Images of thinness have gotten more extreme and a female’s value is wrapped in a stick-thin frame no matter what else she does.  If you’re independent, successful, professional, intelligent and you’re not thin (and attractive, with thin being a means to being considered attractive in this culture), you’re not as valuable as you could be being all those things. And. Thin.

So, when the FDA announced yet another diet pill being pulled off the market, I’m wasn’t at all surprised and I don’t think anyone else is either.

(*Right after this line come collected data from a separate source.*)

PR #916, opened 2025-01-15
Slightly improved Northstar cheatcommands

NachosChipeados:
Couldn't think of a better title lol

- Added "god" as a valid way to activate demigod
- Changed prints to actually indicate when the effects get turned on or off
~~Commands can now be triggered when using allcaps~~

Government health officials are announcing the recall of popular weight loss pill Hydroxycut, after reports of liver damage and other health problems.

Food and Drug Administration officials said Friday the manufacturer of Hydroxycut has launched a nationwide recall of the dietary supplement, used by people trying to shed pounds and by body builders to sharpen their muscles.

Hydroxycut is advertised as made from natural ingredients. It accounts for about 90 percent of the market for weight loss supplements, with sales of about 1 million bottles a year.

Dietary supplements are not as tightly regulated by the government as medications. Manufacturers don’t need FDA approval ahead of time before marketing their products.

I mean, who are we kidding?  It’s not like there isn’t a history of harmful side effects linked to the use of diet pills resulting in recalls.  Think Fen-Phen in 1997.

I don’t think the manufacturers are surprised.  I don’t think the FDA is surprised.  I don’t think the general public is surprised.  I certainly don’t think the users of Hydroxycut are surprised. I mean, really, anytime a pill claims to have the ability to help you lose weight with minimal lifestyle changes such as changing one’s diet significantly and exercising regularly and being able to help you lose wight and/or tone and sculpt your body, you have to take pause.  That’s just weird.  And wrong.

Haven’t we learned that there’s no magic pill or quick fix for anything?  Are we still that obsessed with immediate results and instant gratification that we have ignored the lessons of the past and what our common sense tells us?

Maybe.  But, when the stakes are high logic goes out the window.

Thinness and the pursuit of thinness, no matter how toxic, is glorified in our culture. In fact, the toxic pursuit of thinness and the vile and disturbing results create fascination and stokes the flames of infatuation.

Just this week in Us Magazine’s print version there is yet another article focusing on Lindsay Lohan’s skeletal figure and the claim that she proudly uses Adderall.  Us Magazine’s online version provides the reader with a slide show of Lohan’s “weights ups and downs.” Last week, Star Magazine ran a similar piece focusing on Lohan’s break-up and subsequent weight loss.

Lohan’s weight loss can’t be attributed entirely too her break-up when you consider the sea of images that glorify the cult of thinness and advertisers provide various instruments, pills and potions to make the mirage appear real.

Hydroxcut’s recall is predictable.  Lohan’s severly thin frame is predictable.  The media’s response is predictable.

And, I have no doubt, a new pill will replace Hydroxcut in the same way Fen-Phen was replaced and the cycle will continue until there is some honest dialogue.

Until then, girls and women will put their health on the line for an outrageous aesthetic that is pandered to the masses.